=== Section Start ===
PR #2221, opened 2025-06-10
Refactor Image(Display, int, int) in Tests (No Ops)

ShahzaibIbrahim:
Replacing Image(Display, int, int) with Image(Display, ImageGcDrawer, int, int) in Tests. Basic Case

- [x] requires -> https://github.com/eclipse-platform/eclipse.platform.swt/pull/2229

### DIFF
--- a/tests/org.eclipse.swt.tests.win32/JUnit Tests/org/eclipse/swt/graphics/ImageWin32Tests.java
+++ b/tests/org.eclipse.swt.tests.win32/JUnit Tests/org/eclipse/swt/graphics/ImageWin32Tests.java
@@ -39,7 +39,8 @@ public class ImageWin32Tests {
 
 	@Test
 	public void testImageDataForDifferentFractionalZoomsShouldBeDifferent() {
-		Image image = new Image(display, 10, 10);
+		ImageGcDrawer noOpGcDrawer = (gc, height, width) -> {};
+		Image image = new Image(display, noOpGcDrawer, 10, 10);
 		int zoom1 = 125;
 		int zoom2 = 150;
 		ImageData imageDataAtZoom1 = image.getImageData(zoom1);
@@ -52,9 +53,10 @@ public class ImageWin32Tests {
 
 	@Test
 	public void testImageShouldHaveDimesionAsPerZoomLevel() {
=== Section End ===
TASK ITEM:
Nothing in the listing may be left out; repeat it all exactly.

ANSWER FOR THE TASK:
PR #2221, opened 2025-06-10
Refactor Image(Display, int, int) in Tests (No Ops)

ShahzaibIbrahim:
Replacing Image(Display, int, int) with Image(Display, ImageGcDrawer, int, int) in Tests. Basic Case

- [x] requires -> https://github.com/eclipse-platform/eclipse.platform.swt/pull/2229

### DIFF
--- a/tests/org.eclipse.swt.tests.win32/JUnit Tests/org/eclipse/swt/graphics/ImageWin32Tests.java
+++ b/tests/org.eclipse.swt.tests.win32/JUnit Tests/org/eclipse/swt/graphics/ImageWin32Tests.java
@@ -39,7 +39,8 @@ public class ImageWin32Tests {
 
 	@Test
 	public void testImageDataForDifferentFractionalZoomsShouldBeDifferent() {
-		Image image = new Image(display, 10, 10);
+		ImageGcDrawer noOpGcDrawer = (gc, height, width) -> {};
+		Image image = new Image(display, noOpGcDrawer, 10, 10);
 		int zoom1 = 125;
 		int zoom2 = 150;
 		ImageData imageDataAtZoom1 = image.getImageData(zoom1);
@@ -52,9 +53,10 @@ public class ImageWin32Tests {
 
 	@Test
 	public void testImageShouldHaveDimesionAsPerZoomLevel() {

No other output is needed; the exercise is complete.